___ Exercise input
Issue #856, opened 2025-12-29
API: SpaceTime


jstoobysmith:
## Key data structure 

The key data structure is `SpaceTime`. This represents the `SpaceTime` with a given but arbitrary choice of units, with a given by arbitrary choice of zero. It is the usual notion of `SpaceTime ` used by physicists. It corresponds to Minkowski spacetime, and is used in relativity.

- [x] is defined

## Need

This API is heavily used in relativistic physics. 

## Requirements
______
Work instructions: Write out all the data exactly.

Output for this exercise:
Issue #856, opened 2025-12-29
API: SpaceTime


jstoobysmith:
## Key data structure 

The key data structure is `SpaceTime`. This represents the `SpaceTime` with a given but arbitrary choice of units, with a given by arbitrary choice of zero. It is the usual notion of `SpaceTime ` used by physicists. It corresponds to Minkowski spacetime, and is used in relativity.

- [x] is defined

## Need

This API is heavily used in relativistic physics. 

## Requirements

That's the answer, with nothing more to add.